Google this week began a limited beta test of its new Google App Engine, a platform for developing and running Web applications. Its arrival into the infrastructure-as-a-service space will surely not go unnoticed by Amazon.com, which appears to be building a significant business selling computing power by the drink through Amazon Web services.Google's arrival on the scene offers developers the chance to test out Google's vaunted infrastructure for themselves. Much has been made of the competitive advantage Google enjoys because of its ability to deploy and link commodity hardware to form a superfast, redundant network. It will be interesting to see whether there's substance to the mystique, or whether Amazon, as its people have claimed, runs an equally impressive, though less storied, IT operation.
It's probably only a matter of time before Microsoft gets into the act. Microsoft, after all, has been shadowing Google's moves for a while now, and it's hard to image that the hypercompetitive Steve Ballmer wants to cede the cloud computing platform space to Amazon, Google, and a few plucky startups.

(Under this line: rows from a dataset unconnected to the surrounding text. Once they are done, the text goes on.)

PR #729, opened 2019-09-19
Changes to support embroider build for Fastboot Apps

dnalagatla:
This PR adds Support the following changes to enable embroider build:

1. Rebuild and read from index.html with updated files. This Feature will be behind the flag.
2. Added process.env.FASTBOOT_HTML_MANIFEST flag to support updating manifest from index.html.

@stefanpenner @rwjblue @ef4


lib/broccoli/fastboot-app-factory-plugin.js
```diff
@@ -0,0 +1,24 @@
...
+      annotation: 'Generate: FastBoot app-factory module',
+      persistentOutput: true
+    });
+    this.appName = options.appName;
+    this.isModuleUnification = options.isModuleUnification;
+  }
+
+  build() {
+    let outputPath = path.join(this.outputPath, 'app-factory.js');
+    let content = fastbootAppFactoryModule(this.appName, this.isModuleUnification);
```
stefanpenner: I think moduleUnification is no longer supported do we need the corresponding code?

cc @rwjblue

lib/broccoli/fastboot-app-factory-plugin.js
```diff
@@ -0,0 +1,24 @@
...
+    super([inputNode], {
+      annotation: 'Generate: FastBoot app-factory module',
+      persistentOutput: true
+    });
+    this.appName = options.appName;
+    this.isModuleUnification = options.isModuleUnification;
+  }
+
+  build() {
+    let outputPath = path.join(this.outputPath, 'app-factory.js');
```
stefanpenner: this join is not needed. fs.readFileSync(`${this.outputPath}/app-factory.js`) will suffice.

lib/embroider/update-manifest-from-html.js
```diff
@@ -0,0 +1,50 @@
+'use strict';
+
+const fs = require('fs');
+const findScriptSrcs = require('find-scripts-srcs-in-document');
+const isEmbroider = require('./is-embroider');
+
+// TODO: hard coding these seem unfortunate, especially vendor-static which is non-standard
```
stefanpenner: is there an alternative, hardcoding these seems brittle/error prone.

lib/embroider/update-manifest-from-html.js
```diff
@@ -0,0 +1,50 @@
...
+const FILES_TO_SKIP = /vendor|vendor-static/gi;
+
+module.exports = function updateManifestFromHtml(root) {
+  const pkg = JSON.parse(fs.readFileSync(root + '/package.json', 'UTF8'));
```
stefanpenner: should this be moved after the `isEmbroider` guard, as if that guard is truithy we will not use the `pkg`

test/embroider/update-manifest-from-html.js
```diff
@@ -0,0 +1,129 @@
...
+    delete project.pkg['ember-addon'];
+    project.writeSync();
+
+    const originalJSON = project.toJSON();
+    updateManifestFromHtml(project.root + '/my-app')
+    project.readSync();
+    expect(project.toJSON()).to.eql(originalJSON);
+  });
+  // TODO: these heuristics being tested seem brittle, we should do something else.
+  it(`works correctly ass files are added/removed`,  function() {
```
stefanpenner: looks like i typo'd `ass` here, we should likely correct.

test/embroider/update-manifest-from-html.js
```diff
@@ -0,0 +1,129 @@
+'use strict';
```
stefanpenner: You mentioned a scenario that https://github.com/ember-fastboot/ember-cli-fastboot/pull/727 didn't handle, but these tests appear to be the same as https://github.com/ember-fastboot/ember-cli-fastboot/pull/727 could you add the missing test, or leave a note as to the test change you added that covers that scenario?

lib/embroider/is-embroider.js
```diff
@@ -0,0 +1,10 @@
+const fs = require('fs');
+
+module.exports = function isEmbroider(root) {
```
stefanpenner: tests please

lib/embroider/is-embroider.js
```diff
@@ -0,0 +1,10 @@
+const fs = require('fs');
```
stefanpenner: may be a missing a `'use strict';`

lib/broccoli/fastboot-app-factory-plugin.js
```diff
@@ -0,0 +1,24 @@
...
+    let content = fastbootAppFactoryModule(this.appName, this.isModuleUnification);
+    fs.writeFileSync(outputPath, content);
```
stefanpenner: should we write if the file hasn't changed?

lib/embroider/update-manifest-from-html.js
```diff
@@ -0,0 +1,50 @@
...
+
+  const indexScriptFilePaths = findScriptSrcs(indexHtml, findScriptSrcs.ignoreWithAttribute('data-embroider-ignore'))
+    // TODO: these FILES_TO_SKIP things seem over zealous
+    .filter( src => !FILES_TO_SKIP.test(src));
+
+    const appFiles = [];
+    indexScriptFilePaths.forEach(src => {
+      // Extract the file name from the src file paths and
+      // checks the file exits in the assets location on the disk.
+      const scriptFileNameRegEx = /([a-zA-Z0-9_\.\-\(\):])+(\.js)/ig;
```
stefanpenner: is the complexity in this function covered in tests?

lib/embroider/update-manifest-from-html.js
```diff
@@ -0,0 +1,50 @@
...
+      if(fileName && !appFiles.includes(assetPath) && fs.existsSync(filePath)) {
+        appFiles.push(assetPath);
+      }
+    });
+
+  // TODO: this feels super janky, we need to figure out a better approach
+  const fastbootFile = pkg.fastboot.manifest.appFiles.find(x => /-fastboot.js$/.test(x))
+
+  if (!fastbootFile) {
+    throw new Error(`ember-cli-fastbot: missing '<app-name>-fastboot.js' file`)
```
stefanpenner: `ember-cli-fastbot` -> `emer-cli-fastboot`

lib/broccoli/fastboot-app-factory-plugin.js
```diff
@@ -0,0 +1,24 @@
...
+
+const path = require('path');
+const fs = require('fs');
+const Plugin = require('broccoli-plugin');
+const fastbootAppFactoryModule = require('../utilities/fastboot-app-factory-module');
+
+module.exports = class FastBootAppFactory extends Plugin {
+  constructor(inputNode, options) {
+    super([inputNode], {
+      annotation: 'Generate: FastBoot app-factory module',
```
stefanpenner: can we update this annotation to include the exact filename?

`EmberCLIFastboot: write app-factory.js to output`

dnalagatla:
My merge with existing had some issue and this PR included some unwanted code. Cleaned up the PR

lib/embroider/update-manifest-from-html.js
dnalagatla: This Handles the following scenarios:
`%placeholder[a.js]` -> placeholder gets added to index.html as part of build process
`chunk-1234.js` - > format in which files are generated.
`some_context_path/xyx.js` ->  where application adds a context path to assets.

I have tests updated

lib/embroider/update-manifest-from-html.js
dnalagatla: I don't know if there are any alternatives to this approach other than using the attribute on script tags indicating skip for fastboot.

lib/embroider/update-manifest-from-html.js
dnalagatla: Not needed as `isEmbroider` is happening in `postBuild` hook.

dnalagatla:
> There are several todos, they should likely be resolved.
> 
> Also, there is some related conversion in another the PR that this one has replaced that needs to be handled so be sure to review comments on: see: #727 especially [#727 (comment)](https://github.com/ember-fastboot/ember-cli-fastboot/pull/727#discussion_r325960541)

I have worked on using `process.env.EMBROIDER=true` to turn on embroider build flow in fastboot. this help in keeping backward compatibility.

ef4:
I still haven't heard anyone explain why these changes aren't backward compatible. They were intended to be, and if they're not, I don't actually support merging them until we adjust to keep them backward compatible.

If people are going to insist on feature flagging this anyway, please at least pick a name other than EMBROIDER. The flag has nothing to do with embroider, it's a feature flag inside ember-cli-fastboot and it's confusing to stomp on that environment variable.

dnalagatla:
> I still haven't heard anyone explain why these changes aren't backward compatible. They were intended to be, and if they're not, I don't actually support merging them until we adjust to keep them backward compatible.
> 
> If people are going to insist on feature flagging this anyway, please at least pick a name other than EMBROIDER. The flag has nothing to do with embroider, it's a feature flag inside ember-cli-fastboot and it's confusing to stomp on that environment variable.



> I still haven't heard anyone explain why these changes aren't backward compatible. They were intended to be, and if they're not, I don't actually support merging them until we adjust to keep them backward compatible.
> 
> If people are going to insist on feature flagging this anyway, please at least pick a name other than EMBROIDER. The flag has nothing to do with embroider, it's a feature flag inside ember-cli-fastboot and it's confusing to stomp on that environment variable.

@ef4 There is a difference between the classic build and embroider build flow as a result, I was interested in having that flag: 

In Classic build flow, the following are the steps in ember-cli-fastboot build for custom app-boot -
1. Ember-cli gives a flag to turn off autoBoot by setting this property `app.options.autoRun` and is set to false by default in include hook in `ember-cli-fastboot` - https://github.com/ember-fastboot/ember-cli-fastboot/blob/master/index.js#L73
2. Then in `contentFor` hook `app-boot` type is used to define custom app-boot logic that can support Browser and Fastboot (using appFactory). - https://github.com/ember-fastboot/ember-cli-fastboot/blob/master/index.js#L110

Embroider build doesn't support `app-boot` hook in `contentFor` to include custom app-boot logic needed for ember-cli-fastboot. - https://github.com/embroider-build/embroider/issues/183

As `app-boot` is not supported, we introduced a flag to `disable-auto-boot`, but for that flag to be effective we would have to set `app.options.autoRun` to `true`.  That change is only compatible with embroider flow but not with classic build flow of ember-cli-fastboot.

stefanpenner:
Connecting two threads together. As per https://github.com/ember-fastboot/ember-cli-fastboot/pull/727#issuecomment-534675752 it sounds like @ef4 would like you to add app-boot support. This then should keep stuff simple, and prevent hacks/future maintenance issues.

lib/embroider/update-manifest-from-html.js
stefanpenner: > other than using the attribute on script tags indicating skip for fastboot.

Yup this sounds appropriate.

dnalagatla:
> Connecting two threads together.
> 
> As per @ef4's comment [#727 (comment)](https://github.com/ember-fastboot/ember-cli-fastboot/pull/727#issuecomment-534675752) it sounds like he would like you to add app-boot support. This then should keep stuff simple, and prevent hacks/future maintenance issues.

@stefanpenner @ef4  I have created a PR to include app-boot support  - https://github.com/embroider-build/embroider/pull/335

lib/embroider/update-manifest-from-html.js
dnalagatla: Instead of hardcoding the vendor files to skip, I have added a check to verify if the file from index.html is present in `manifest.vendorFiles` and skip them. 

This will ensure we are only checking for App files and not including any vendor files.

dnalagatla:
> There are several todos, they should likely be resolved.
> 
> Also, there is some related conversion in another the PR that this one has replaced that needs to be handled so be sure to review comments on: see: #727 especially [#727 (comment)](https://github.com/ember-fastboot/ember-cli-fastboot/pull/727#discussion_r325960541)

I updated the code to address all the PRs except one related to simple-html-tokenizer, which has a path forward with a pending PR. We can fix in a separate PR.

lib/embroider/update-manifest-from-html.js
```diff
@@ -0,0 +1,67 @@
...
+  // below flow as there is no package.json to update.
+  if (!fs.existsSync(root + '/package.json')) {
+    return;
+  }
+
+  const pkg = JSON.parse(fs.readFileSync(root + '/package.json', 'UTF8'));
+  const appFile = pkg.fastboot.manifest.appFiles[0];
+
+  // if app.js file exists skip reading from the index.html as
+  // it is classic build flow
```
stefanpenner: I thought the plan was to not detect classic/embroider, but to create a feature that classic and embroider could both use, put it behind a feature specific flag, to allow classic folks time to upgrade.

lib/embroider/update-manifest-from-html.js
```diff
@@ -0,0 +1,67 @@
...
+  // TODO: fix simple-html-tokenizer: https://github.com/tildeio/simple-html-tokenizer/pull/71
+    .replace('<!DOCTYPE html>','');
+
+  const assetsDir = `assets/`;
+  const vendorFiles = pkg.fastboot.manifest.vendorFiles;
+
+  // Find script src which are not data-fastboot-ignore and data-embroider-ignore
+  const indexScriptFilePaths = findScriptSrcs(indexHtml, scriptToken => {
+    const { attributes } = scriptToken;
+    return attributes.find(attr => attr[0] === 'data-embroider-ignore' || 'data-fastboot-ignore');
```
stefanpenner: I believe we discussed `data-embroider-ignore` should not be part of `ember-cli-fastboot`. If a user wants to ignore both embroider and fastboot then they must include both tags.

lib/embroider/update-manifest-from-html.js
```diff
@@ -0,0 +1,67 @@
...
+  }).filter( src => {
+    // skipping files if they are part of vendorFiles list
```
stefanpenner: can you briefly explain in comment, why it is safe to do so

lib/embroider/update-manifest-from-html.js
```diff
@@ -0,0 +1,67 @@
...
+    // this would cover any vendor files (vendor or vendor-static)
+    const fileName = getFileName(src);
+    return !vendorFiles.find(filePath => fileName === getFileName(filePath));
+  });
+
+  // Building appFiles list from html.
+  const appFiles = [];
+  indexScriptFilePaths.forEach(src => {
+    // Extract the file name from the src file paths and
```
stefanpenner: Instead of commenting what the code does bellow, as that could is very clear and well written, could you include the rationale and the why?

lib/embroider/update-manifest-from-html.js
```diff
@@ -0,0 +1,67 @@
...
+    const assetPath = `${assetsDir}${fileName}`;
+    const filePath = `${root}/${assetPath}`;
+    if(fileName && !appFiles.includes(assetPath) && fs.existsSync(filePath)) {
+      appFiles.push(assetPath);
+    }
+  });
+
+  const fastbootFile = pkg.fastboot.manifest.appFiles.find(x => /-fastboot.js$/.test(x))
+  if (!fastbootFile) {
+    throw new Error(`ember-cli-fastboot: missing '<app-name>-fastboot.js' file`)
```
stefanpenner: Are their common problems that can cause this? Is there something the user can do to address this issue?

lib/embroider/update-manifest-from-html.js
```diff
@@ -0,0 +1,67 @@
+'use strict';
+
+const fs = require('fs');
+const findScriptSrcs = require('find-scripts-srcs-in-document');
+
+function getFileName(filePath) {
+  const scriptFileNameRegEx = /([a-zA-Z0-9_\.\-\(\):])+(\.js)/ig;
```
stefanpenner: This regex is complex, let's ensure it or `getFileName` are thoroughly unit tested.

lib/embroider/update-manifest-from-html.js
```diff
@@ -0,0 +1,67 @@
...
+
+  // if app.js file exists skip reading from the index.html as
+  // it is classic build flow
+  if(appFile && fs.existsSync(`${root}${appFile}`)) {
+    return;
+  }
+
+  // otherwise, we must parse the index.html file to figure out what's next
+  const indexHtml = fs.readFileSync(root + '/index.html', 'UTF8')
+  // TODO: fix simple-html-tokenizer: https://github.com/tildeio/simple-html-tokenizer/pull/71
```
stefanpenner: @rwjblue how are we looking on that PR?

lib/embroider/update-manifest-from-html.js
```diff
@@ -0,0 +1,67 @@
...
+
+function getFileName(filePath) {
+  const scriptFileNameRegEx = /([a-zA-Z0-9_\.\-\(\):])+(\.js)/ig;
+  return Array.isArray(filePath.match(scriptFileNameRegEx)) ? filePath.match(scriptFileNameRegEx)[0] : '';
+}
+
+module.exports = function updateManifestFromHtml(root) {
+  // package.json is not present in root location skip
+  // below flow as there is no package.json to update.
+  if (!fs.existsSync(root + '/package.json')) {
```
stefanpenner: In what scenario, where ember-cli-fastboot is installed as an add-on, will `package.json` be missing?

lib/embroider/update-manifest-from-html.js
dnalagatla: Ah, I misunderstood ask at that time. Let me update to include a feature flag to read from index.html that supports both build flows.

lib/embroider/update-manifest-from-html.js
dnalagatla: I have covered different Filenames in the test for updating manifest from index.html. `update-manifest-from-html-test.js`

Let me see I missed anything there.

lib/embroider/update-manifest-from-html.js
dnalagatla: I will fix that.

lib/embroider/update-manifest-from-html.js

And that's great news for developers. With so many options emerging, deploying online applications has never been easier.
But developers looking to travel the path of least resistance should pay close attention to the risks of depending on someone else and to the limitations imposed by terms-of-service contracts. We're talking about outsourcing your infrastructure, after all.
Google embraced open source software as a way to control its own destiny, without being subject to contractual hindrances. For startups that aim high, that want to compete with Google rather than be bought by it, there's still something to be said for building everything yourself.